Stehenlassen sollte man dagegen das Disney-Spiel “Epic Mickey 2″ - zu verwirrend und hyperkomplex. Noch elender scheitern die Spiele zu “Ralph reicht’s”. Der hübsche Animationsfilm hat Retrogames zum Thema, daraus hätte man viel machen können. Die Macher haben sich für ein sehr durchschnittliches Jump-and-Run entschieden.

Wer Empfehlungen sucht, kann sich auch die wenigen Auszeichnungen für Kinderspiele ansehen. Das führt derzeit wieder zu dem Tipp “Es war einmal ein Monster”. Das ist zwar schon ein Jahr alt, hat aber kürzlich beim “Tommi”, dem wichtigsten deutschen Preis für Kinder-Videospiele, zu Recht einen Sonderpreis erhalten. Mit dem Kinect-Sensor der Xbox, also frei im Raum, durch Wedeln, Hüpfen und andere Bewegungen, steuert man Wesen aus der Sesamstraße durch ein paar schöne Level, zu den Stimmen der Originalsprecher. Am Ende gibt es eine große Party bei Grobi.

Das ist das wohl einzige Spiel, das man auch mit kleinen Kindern wirklich spielen mag. Denn die häufig anzutreffende Altersfreigabe “ab null” ist natürlich nicht ernst zu nehmen. Ganz kleine Kinder brauchen keine Games. Selbst größere können auf sie gut verzichten, und auch dies Jahr ist ein Fußball wieder ein sehr brauchbares Geschenk.
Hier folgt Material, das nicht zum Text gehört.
PR #6636, opened 2026-04-04
RVV 1.0 Quantize Layer

Deepdive543443:
I was looking into how to make int8 optimization happen on RV, then realize we need packed & fp16s/a quantization, so here we go, Quantize layer for RVV1.0!

WIP as I'm not sure we're all happy with the current approach. I'm also not sure if it could works alongside with THead Vector. 

- [x] Packed int8 quantize
- [x] Packed fp16s/a int8 quantize
- [x] More unit test to cover longer VLEN

### DIFF
--- a/src/layer/riscv/quantize_riscv.cpp
+++ b/src/layer/riscv/quantize_riscv.cpp
@@ -33,7 +33,6 @@ static void quantize(const float* ptr, signed char* s8ptr, const Mat& scale_data
     const int size = elemcount * elempack;
     float scale = scale_data[0];
 
-    int i = 0;
 #if __riscv_vector
     int n = size;
     while (n > 0)
@@ -47,15 +46,14 @@ static void quantize(const float* ptr, signed char* s8ptr, const Mat& scale_data
         s8ptr += vl;
         n -= vl;
     }
-
-    i += (size - n);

Andererseits gibt es aber keinen Grund, Spiele zu verteufeln oder gar dem kulturpessimistischen Psychiater Manfred Spitzer zu glauben, der ein gut gehendes Geschäft daraus gemacht hat, alles Digitale abzulehnen. Videospiele wecken Neugier und Enthusiasmus bei Kindern. Dinge, die wir doch angeblich so oft vermissen bei der Jugend von heute.

Wer darauf besteht, dass Spielen einen Nutzen haben sollte, dem sei zu “Rocksmith” geraten. Musikspiele sind eigentlich ein Trend von vorgestern – “Guitar Hero” erreichte vor fünf Jahren den Zenit seiner enormen Popularität. Man musste auf einer Plastikgitarre im richtigen Rhythmus einen von vier Köpfen drücken, das hatte mit Musizieren soviel zu tun wie Peer Steinbrück mit dem Sozialismus. Bei “Rocksmith” aber schließt man erstmals einfach eine echte E-Gitarre an Konsole oder PC an.

Die Optik des Spiels – bunte Quasi-Noten kommen auf den Spieler zu, man muss sie im richtigen Moment anschlagen – ist zwar schamlos von “Guitar Hero” geklaut. Dass man aber ein echtes Instrument lernen kann, ist neu und funktioniert erstaunlich gut. Die Spielkonsole ersetzt keinen echten Gitarrenunterricht, kommt ihm aber nah – und sie korrigiert auch noch um ein Uhr morgens, wenn man nur dann Zeit zum Üben hat.